Involvement of bilitranslocase and beta-glucuronidase in the vascular protection by hydroxytyrosol and its glucuronide metabolites in oxidative stress conditions.

Olive oil vascular benefits have been attributed to hydroxytyrosol (HT). However, HT biological actions are still debated because it is extensively metabolized into glucuronides (GCs). The aim of this study was to test HT and GC vasculoprotective effects and the underlying mechanisms using aorta rings from 8-week-old male Wistar rats. In the absence of oxidative stress, incubation with 100 μM HT or GC for 5 min did not exert any vasorelaxing effect and did not influence the vascular function. Conversely, in condition of oxidative stress [upon incubation with 500 μM tert-butylhydroperoxide (t-BHP) for 30 min], preincubation with HT or GC improved acetylcholine-induced vasorelaxation compared with untreated samples (no t-BHP).
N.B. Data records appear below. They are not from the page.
PR #1159, opened 2019-09-18
Change all constants to SCREAMING_SNAKE_CASE

shopmike:
This changes all constants to SCREAMING_SNAKE_CASE. It provides backward support through `liquid/legacy`

@Shopify/liquid

### DIFF
--- a/lib/liquid.rb
+++ b/lib/liquid.rb
@@ -22,25 +22,25 @@
 # WITH THE SOFTWARE OR THE USE OR OTHER DEALINGS IN THE SOFTWARE.
 
 module Liquid
-  FilterSeparator             = /\|/
-  ArgumentSeparator           = ','
-  FilterArgumentSeparator     = ':'
-  VariableAttributeSeparator  = '.'
-  WhitespaceControl           = '-'
-  TagStart                    = /\{\%/
-  TagEnd                      = /\%\}/
-  VariableSignature           = /\(?[\w\-\.\[\]]\)?/
-  VariableSegment             = /[\w\-]/
-  VariableStart               = /\{\{/
-  VariableEnd                 = /\}\}/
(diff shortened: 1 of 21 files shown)


ashmaroli:
@shopmike If you don't mind, can you align the `=` operators in the `legacy.rb` to improve readability?
I understand that the contents there are meant for internal use only and for the short duration until Liquid 5.0.. But still... :wink:

shopmike:
Maybe once this is in we can look at
```
Layout/ExtraSpacing:
  ForceEqualSignAlignment: true
```
I would be happy if the style guide at least did no spacing or equal spacing but it looks like it doesn't do either so might need to set this in the project rubocop.
https://github.com/Shopify/liquid/pull/1159/files#diff-1ac8d79c9833db7b503c16989031b253R36

tobi:
Why are we not using ForceEqualSignAlignment? Seems like a nobrainer.

shopmike:
I tested it on this and agree its the right move. It's too big to apply here so I will do as new PR after this has made it through.

I'd like to get to a point where PR's don't contain styling feedback as the Rubocop config is solid.

lib/liquid.rb
```diff
@@ -85,3 +85,5 @@ module Liquid
 #
 Dir["#{__dir__}/liquid/tags/*.rb"].each { |f| require f }
 Dir["#{__dir__}/liquid/registers/*.rb"].each { |f| require f }
+
+require 'liquid/legacy'
```
ashmaroli: Final newline missing here:
```suggestion
require 'liquid/legacy'

```

shopmike: 👍 ... when you github merge quickly

devdreamsolution (approved):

This protective effect was lost for GC, but not for HT, when a washing step (15 min) was introduced between preincubation with HT or GC and t-BHP addition, suggesting that only HT enters the cells. In agreement, bilitranslocase inhibition with 100 μM phenylmethanesulfonyl fluoride for 20 min reduced significantly HT, but not GC, effect on the vascular function upon stress induction. Moreover, GC protective effect (improvement of endothelium-dependent relaxation in response to acetylcholine) in oxidative stress conditions was reduced by preincubation of aorta rings with 300 μM D-saccharolactone to inhibit β-glucuronidase, which can deconjugate polyphenols. Finally, only HT was detected by high-pressure liquid chromatography in aorta rings incubated with GC and t-BHP. These results suggest that, in conditions of oxidative stress, GC can be deconjugated into HT that is transported through the cell membrane by bilitranslocase to protect vascular function.